REQUIRED WORK - Of the records that follow, copy only the lines from the line containing "PR #384, opened 2020-03-26" to the line containing "called: do not", both included, exactly as written.

Dataset entries:
.....

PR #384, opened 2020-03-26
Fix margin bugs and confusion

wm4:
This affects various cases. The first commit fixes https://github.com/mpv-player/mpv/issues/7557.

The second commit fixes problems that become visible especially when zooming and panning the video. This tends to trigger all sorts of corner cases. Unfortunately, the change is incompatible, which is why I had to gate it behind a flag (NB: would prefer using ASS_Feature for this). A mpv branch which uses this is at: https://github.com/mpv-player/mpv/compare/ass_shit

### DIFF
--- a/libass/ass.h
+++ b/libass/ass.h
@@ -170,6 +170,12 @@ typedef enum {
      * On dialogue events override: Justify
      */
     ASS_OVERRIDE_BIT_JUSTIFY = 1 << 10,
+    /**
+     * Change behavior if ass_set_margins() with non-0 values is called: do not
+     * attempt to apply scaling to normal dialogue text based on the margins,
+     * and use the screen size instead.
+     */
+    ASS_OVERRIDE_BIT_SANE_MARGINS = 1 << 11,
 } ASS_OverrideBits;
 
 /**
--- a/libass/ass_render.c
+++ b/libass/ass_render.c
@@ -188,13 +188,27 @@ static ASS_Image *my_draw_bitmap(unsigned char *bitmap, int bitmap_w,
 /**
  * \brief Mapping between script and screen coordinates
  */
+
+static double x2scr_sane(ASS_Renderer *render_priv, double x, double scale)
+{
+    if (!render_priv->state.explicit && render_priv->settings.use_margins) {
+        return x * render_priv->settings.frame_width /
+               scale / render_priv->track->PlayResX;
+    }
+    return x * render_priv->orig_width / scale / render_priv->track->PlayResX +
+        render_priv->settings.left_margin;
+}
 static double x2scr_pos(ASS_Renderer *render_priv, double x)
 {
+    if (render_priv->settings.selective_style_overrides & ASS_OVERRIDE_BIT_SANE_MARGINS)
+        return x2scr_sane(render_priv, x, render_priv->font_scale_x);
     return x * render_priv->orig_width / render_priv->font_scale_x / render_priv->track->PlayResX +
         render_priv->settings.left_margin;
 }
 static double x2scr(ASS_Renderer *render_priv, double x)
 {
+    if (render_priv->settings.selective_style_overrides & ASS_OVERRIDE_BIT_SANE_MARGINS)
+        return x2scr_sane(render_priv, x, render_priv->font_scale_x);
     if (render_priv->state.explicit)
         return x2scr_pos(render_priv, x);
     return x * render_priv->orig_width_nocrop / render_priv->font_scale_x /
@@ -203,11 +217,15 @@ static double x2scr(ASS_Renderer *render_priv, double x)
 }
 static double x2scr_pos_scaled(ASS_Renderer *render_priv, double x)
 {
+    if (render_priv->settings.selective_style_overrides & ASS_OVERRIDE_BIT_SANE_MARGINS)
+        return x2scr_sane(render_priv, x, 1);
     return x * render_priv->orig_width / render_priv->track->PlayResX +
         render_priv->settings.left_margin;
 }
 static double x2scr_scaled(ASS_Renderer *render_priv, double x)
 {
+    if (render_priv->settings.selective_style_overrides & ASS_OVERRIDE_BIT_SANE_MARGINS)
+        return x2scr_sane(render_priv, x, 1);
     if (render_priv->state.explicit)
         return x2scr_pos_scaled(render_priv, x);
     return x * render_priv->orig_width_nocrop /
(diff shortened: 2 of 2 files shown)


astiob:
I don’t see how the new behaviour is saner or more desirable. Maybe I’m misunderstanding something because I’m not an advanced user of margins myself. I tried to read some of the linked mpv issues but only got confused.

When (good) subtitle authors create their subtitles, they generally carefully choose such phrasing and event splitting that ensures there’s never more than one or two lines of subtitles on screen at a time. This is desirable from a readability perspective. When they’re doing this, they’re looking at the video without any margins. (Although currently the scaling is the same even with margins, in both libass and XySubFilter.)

.....

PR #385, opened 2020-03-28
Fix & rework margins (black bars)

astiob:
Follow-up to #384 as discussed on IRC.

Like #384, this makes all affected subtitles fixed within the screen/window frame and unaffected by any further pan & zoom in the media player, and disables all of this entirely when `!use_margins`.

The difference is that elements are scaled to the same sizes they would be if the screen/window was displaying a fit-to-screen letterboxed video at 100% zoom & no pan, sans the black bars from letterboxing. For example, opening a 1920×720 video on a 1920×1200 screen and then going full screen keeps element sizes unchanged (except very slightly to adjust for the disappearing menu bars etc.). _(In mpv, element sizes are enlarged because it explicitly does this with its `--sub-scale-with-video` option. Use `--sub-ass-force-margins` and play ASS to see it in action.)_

.....

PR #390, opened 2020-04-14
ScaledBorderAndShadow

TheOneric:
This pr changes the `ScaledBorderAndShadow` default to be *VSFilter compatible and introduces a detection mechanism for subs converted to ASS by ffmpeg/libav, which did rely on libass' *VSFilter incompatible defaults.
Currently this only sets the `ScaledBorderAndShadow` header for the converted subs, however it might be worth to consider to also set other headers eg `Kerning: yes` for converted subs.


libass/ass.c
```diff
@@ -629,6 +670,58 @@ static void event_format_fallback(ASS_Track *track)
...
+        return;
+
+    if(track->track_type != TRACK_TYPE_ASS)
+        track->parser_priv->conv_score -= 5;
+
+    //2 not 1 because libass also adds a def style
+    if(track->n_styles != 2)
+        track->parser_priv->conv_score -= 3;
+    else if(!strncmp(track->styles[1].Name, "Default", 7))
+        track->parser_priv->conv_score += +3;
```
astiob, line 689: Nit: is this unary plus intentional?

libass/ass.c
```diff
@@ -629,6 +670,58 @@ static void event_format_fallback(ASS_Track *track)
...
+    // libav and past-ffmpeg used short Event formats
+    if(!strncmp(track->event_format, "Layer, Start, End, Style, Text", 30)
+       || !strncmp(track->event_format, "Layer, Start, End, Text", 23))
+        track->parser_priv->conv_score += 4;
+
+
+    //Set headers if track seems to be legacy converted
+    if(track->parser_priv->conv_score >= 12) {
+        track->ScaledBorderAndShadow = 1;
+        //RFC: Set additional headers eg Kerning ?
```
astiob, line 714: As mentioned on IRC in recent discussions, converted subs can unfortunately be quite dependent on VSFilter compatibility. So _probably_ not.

.....

EXERCISE ANSWER -
PR #384, opened 2020-03-26
Fix margin bugs and confusion

wm4:
This affects various cases. The first commit fixes https://github.com/mpv-player/mpv/issues/7557.

The second commit fixes problems that become visible especially when zooming and panning the video. This tends to trigger all sorts of corner cases. Unfortunately, the change is incompatible, which is why I had to gate it behind a flag (NB: would prefer using ASS_Feature for this). A mpv branch which uses this is at: https://github.com/mpv-player/mpv/compare/ass_shit

### DIFF
--- a/libass/ass.h
+++ b/libass/ass.h
@@ -170,6 +170,12 @@ typedef enum {
      * On dialogue events override: Justify
      */
     ASS_OVERRIDE_BIT_JUSTIFY = 1 << 10,
+    /**
+     * Change behavior if ass_set_margins() with non-0 values is called: do not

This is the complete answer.